Personal information
- Full name: Björn Robert Löf
- Date of birth: 9 March 1945 (age 80)
- Place of birth: Stockholm, Sweden
- Position(s): Centre-back

Youth career
- Hammarby IF

Senior career*
- Years: Team / Apps / (Gls)
- 1962–1972: Hammarby IF / 188 / (1)

International career
- Sweden U19 / 1 / (0)
- 1965–1967: Sweden U21 / 5 / (0)

= Björn Löf =

Swedish footballer

Björn "Bönan" Löf (born 9 March 1945) is a Swedish former footballer who played as a centre-back, best known for representing Hammarby IF.

==Club career==
In 1962, at age 17, Löf made his senior debut for Hammarby IF in Allsvenskan, Sweden's top tier.
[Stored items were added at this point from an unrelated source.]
PR #994, opened 2023-01-17
fix: query first 1000

KurtMerbeth:
due to graphs limit of 100 results, not all projects are shown in round manager. to fix this, the limit is set to 1000

### DIFF
--- a/packages/round-manager/src/features/api/application.ts
+++ b/packages/round-manager/src/features/api/application.ts
@@ -119,7 +119,8 @@ export const getApplicationsByRoundId = async (
         // (status ? `status: $status` : ``)
         // +
         `
-          }) {
+          }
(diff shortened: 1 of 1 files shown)


DanieleSalatti:
Note that this is a hotfix to try and unblock the round, the ideal solution is to use pagination :)

chibie (approved):

hmrtn (approved):

hmrtn:
NOTE: Add pagination similar to [this](https://github.com/gitcoinco/grants-round/blob/main/packages/api/src/votingStrategies/linearQuadraticFunding.ts#L173) (in the future). 

Let's get a ticket out for this. 1000 results should be sufficient - for now. 

Thanks @KurtMerbeth

PR #1010, opened 2023-01-18
bug: ensure first contributions usd value is populated

thelostone-mc:
##### Description

It looks like in the current implementation the usdValue is not set for the very first contribution made by the contributor.
This causes that value to be ignored and results in negative matching for projects with 2 contributions 

Additionally my hunch is that when a project has 1 contribution , it would be ignored and the percentage would be 0

### DIFF
--- a/packages/api/src/votingStrategies/linearQuadraticFunding.ts
+++ b/packages/api/src/votingStrategies/linearQuadraticFunding.ts
@@ -418,24 +418,37 @@ export const matchQFContributions = async (
   for (const contribution of contributions) {
     const { projectId, amount, token, contributor } = contribution;
 
-    if (!contributionTokens.includes(token)) {
-      contributionTokens.push(token);
-    }
+    const usdAmount = Number(formatUnits(amount)) * prices[token];
 
+    // check if projectID is already in the mapping
     if (!contributionsByProject[projectId]) {
+
+      // add projectID to mapping along with the contribution
       contributionsByProject[projectId] = {
-        contributions: contribution ? { [contributor]: contribution } : {},
+        contributions: {        // all contributions made to the projectId
+          [contributor]: {      // all contributions made by contributor to the projectId
+            ...contribution,    // list of all contributions made by contributor to the projectId
+            usdValue: usdAmount // total USD amount for all contributions made by contributor to the projectId
+          }
+        },
       };
     }
 
+    // check if contributor has already made contributions to the project
     if (!contributionsByProject[projectId].contributions[contributor]) {
-      contributionsByProject[projectId].contributions[contributor] = {
-        ...contribution,
-        usdValue: Number(formatUnits(amount)) * prices[token],
-      };
+
+      // append contributor to the projectId mapping
+      contributionsByProject[projectId]
+        .contributions[contributor] = {
+          ...contribution,
+          usdValue: usdAmount,
+        };
     } else {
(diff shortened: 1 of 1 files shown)


packages/api/src/votingStrategies/linearQuadraticFunding.ts
```diff
@@ -418,24 +418,37 @@ export const matchQFContributions = async (
   for (const contribution of contributions) {
     const { projectId, amount, token, contributor } = contribution;
 
-    if (!contributionTokens.includes(token)) {
```
thelostone-mc, line 421: This seems redundant as this is already done in L404. 
This is unreachable code from what I can tell

packages/api/src/votingStrategies/linearQuadraticFunding.ts
```diff
@@ -418,24 +418,37 @@ export const matchQFContributions = async (
...
-      contributionTokens.push(token);
-    }
+    const usdAmount = Number(formatUnits(amount)) * prices[token];
```
thelostone-mc, line 421: Extracting usdAmount into a variable making the code cleaner

packages/api/src/votingStrategies/linearQuadraticFunding.ts
```diff
@@ -418,24 +418,37 @@ export const matchQFContributions = async (
...
+    // check if projectID is already in the mapping
     if (!contributionsByProject[projectId]) {
+
+      // add projectID to mapping along with the contribution
       contributionsByProject[projectId] = {
-        contributions: contribution ? { [contributor]: contribution } : {},
+        contributions: {        // all contributions made to the projectId
+          [contributor]: {      // all contributions made by contributor to the projectId
+            ...contribution,    // list of all contributions made by contributor to the projectId
+            usdValue: usdAmount // total USD amount for all contributions made by contributor to the projectId
```
thelostone-mc, line 431: this was not initially set which is why I log the results -> the usdValue was NaN

packages/api/src/votingStrategies/linearQuadraticFunding.ts
```diff
@@ -418,24 +418,37 @@ export const matchQFContributions = async (
...
-        ...contribution,
-        usdValue: Number(formatUnits(amount)) * prices[token],
-      };
+
+      // append contributor to the projectId mapping
+      contributionsByProject[projectId]
+        .contributions[contributor] = {
+          ...contribution,
+          usdValue: usdAmount,
+        };
```
thelostone-mc, line 445: ^ no change here, just made the code easier to read

packages/api/src/votingStrategies/linearQuadraticFunding.ts
```diff
@@ -418,24 +418,37 @@ export const matchQFContributions = async (
...
     } else {
-      contributionsByProject[projectId].contributions[contributor].usdValue +=
-        Number(formatUnits(amount)) * prices[token];
+
+      // update total USD amount as this contributor has already made contributions to the project
+      contributionsByProject[projectId]
+        .contributions[contributor] // all contributions made by contributor to the projectId
+        .usdValue += usdAmount; // total USD amount for all contributions made by contributor to the projectId
```
thelostone-mc, line 451: ^ no change here, just made the code easier to read

hmrtn (approved):

PR #1018, opened 2023-01-19
feat: wire in passport

### LINKED ISSUE #990: Pull Passport scores into matching calculation
**User Story:**
As a round operator
I want donor's Passport scores to be included in their matching calculation
So that my round is protected from Sybil

**Acceptance Criteria**

**Product & Design Links:**

**Tech Details:**

**Open Questions:**

**Notes/Assumptions:**

thelostone-mc:
##### Description

Looks like passport bulk API is quite slow. 
Fetching all passport score for a given community requires a GET call which limits results to 1000.
and each call takes about 3 seconds and currently there are 8000 stamps (and this will increase over time)

We will need to figure out a more scalable solution

fixes #990

### DIFF
--- a/packages/api/.env.sample
+++ b/packages/api/.env.sample
@@ -21,3 +21,6 @@ SENTRY_DSN=####
 
 # Etherscan API key
 OPTIMISM_ETHERSCAN_API=####
+
+# Passport API key
+PASSPORT_API_KEY=####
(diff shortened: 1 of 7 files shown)


thelostone-mc:
Tests need to be fixed ! Feature works otherwise

PR #1029, opened 2023-01-20
fix: ensure api endpoints are not case sensitive

### LINKED ISSUE #975: bug: ensure api endpoint are not case sensitive
#### Description

Currently the api expects all lowercase for round Id and project ID in the request
We need to update the API package to ensure all parameters are made lowercase to ensure endpoint works when address is sent in right format 

https://discord.com/channels/562828676480237578/973967228577935400/1062384932120436807

bhargavaparoksham:
##### Description

Currently the api expects all lowercase for round Id and project ID in the request
We need to update the API package to ensure all parameters are made lowercase to ensure endpoint works when address is sent in right format

##### Refers/Fixes

fixes #975

### DIFF
--- a/packages/api/src/handlers/getProjectMatchDataHandler.ts
+++ b/packages/api/src/handlers/getProjectMatchDataHandler.ts
@@ -8,7 +8,7 @@ export const getProjectMatchDataHandler = async (
   req: Request,
   res: Response
 ) => {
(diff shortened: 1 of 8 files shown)


melissa-neira:
defer to engineers 🕺

nfrgosselin:
Defer to engineers

thelostone-mc (approved):

PR #1032, opened 2023-01-22
fix(navbar, 404): broken links to homepage

llllvvuu:
##### Description

Neither `"#"` nor `"/"` point to the grants round homepage. You can see this bug by going to https://grant-explorer.gitcoin.co/#/round/1/404 and observing the infinite loop, or trying to click on the nav bar to go home. It has been changed to ``/round/${chainId}/${roundId}`` which is used elsewhere in the app and is correct.

##### Refers/Fixes

N/A

##### Testing

N/A - change too minor

### DIFF
--- a/packages/grant-explorer/src/features/common/Navbar.tsx
+++ b/packages/grant-explorer/src/features/common/Navbar.tsx
@@ -1,4 +1,4 @@
-import { Link } from "react-router-dom";
+import { Link, useParams } from "react-router-dom";
 import { ReactComponent as GitcoinLogo } from "../../assets/gitcoinlogo-black.svg";
 import { ReactComponent as GrantsExplorerLogo } from "../../assets/topbar-logos-black.svg";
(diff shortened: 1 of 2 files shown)


llllvvuu:
Actually, don't merge this: when `baseUrl` is different, `"/"` is not correct either. That means the other instance where we already have `"/"` (`NotFoundPage.tsx:29`) is also incorrect and you can see this by going to https://grant-explorer.gitcoin.co/#/round/1/404 which is an infinite loop currently.

thelostone-mc (changes requested):
This might need further discussion as the navbar and NotFoundPage would link to the explorer page which is yet to be built.
There are instances where you might land on a page which has no round and that point we won't have a round / chain to link it to  (like the NotFound page)

@nfrgosselin this is valid point which folks have been facing -> Do we have a default landing page ?

PR #1053, opened 2023-01-26
fix: upsert issue

### LINKED ISSUE #1015: bug: Upsert issue
### Description

Currently in api package, the Match table has projectid set to be unique 
This is incorrect has projects can apply to different rounds and hence there will be duplicate entries.

Ideally the fix here is we have a joint unique key of 
- projectId
- roundId

Cause for every round , there can be only 1 entry for a given project in the match table

A/C: 
- update schema to make roundId + projectID unique 
- update schema to remove only projectId as unique
- ensure all endpoints work
An easy way to test this is to ensure matching endpoints work for all alpha rounds as you will have projects applying to all those rounds. Ensure data for each round is uploaded into the DB after each run

hmrtn:
simplifies db upserts
adds unique identifier (of project and round) to all relevant entries

fixes #1015


melissa-neira:
defer to engineering 🫡

thelostone-mc (approved):

thelostone-mc (changes requested):
Seems to break on my local when I try running the endpoints
Can you validate and see if the API work as expected ?

`/Users/thelostone-mc/Labs/grants-round/packages/api/bin/src/database.js:97:41`

image

PR #1058, opened 2023-01-27
feat: wire in passport

thelostone-mc:
**Description**

Looks like passport bulk API is quite slow.
Fetching all passport score for a given community requires a GET call which limits results to 1000.
and each call takes about 3 seconds and currently there are 8000 stamps (and this will increase over time)

We will need to figure out a more scalable solution

fixes https://github.com/gitcoinco/grants-round/issues/990


melissa-neira (approved):

hmrtn (approved):

nfrgosselin (commented):
Defer to engineering review

PR #1064, opened 2023-01-31
fix: api summary bug 

hmrtn:
this fixes an unlisted bug on the summary update handler. The issue was summary data was returning 0 on the USD, contributors, etc. 

It also has a quality-of-life refactor for the graph fetches.

### DIFF
--- a/packages/api/src/utils.ts
+++ b/packages/api/src/utils.ts
@@ -631,7 +631,7 @@ export const fetchProjectIdToPayoutAddressMapping = async (
   for (const project of projects) {
     // project.id format ->  applicationId-roundId
     const projectId = project.id.split("-")[0];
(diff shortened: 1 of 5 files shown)


packages/api/src/utils.ts
```diff
@@ -631,7 +631,7 @@ export const fetchProjectIdToPayoutAddressMapping = async (
   for (const project of projects) {
     // project.id format ->  applicationId-roundId
     const projectId = project.id.split("-")[0];
-    const payoutAddress = getAddress(project.payoutAddress);
+    const payoutAddress = getAddress(project.payoutAddress).toLowerCase();
```
thelostone-mc, line 634: Oh nice catch

thelostone-mc (approved):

Löf soon established himself as a regular, and became known as tall centre-back with great heading skills. Between 1965 and 1967, Löf won five caps for the Swedish U21's.

He took a break from playing football in 1969 to study, but returned to Hammarby a year later. At the end of 1972, Löf retired from football definitely, aged 27.

In total, Löf played seven seasons in Allsvenskan and three in Division 2, the second tier, with Hammarby. He made 188 league appearances for the club, scoring one goal.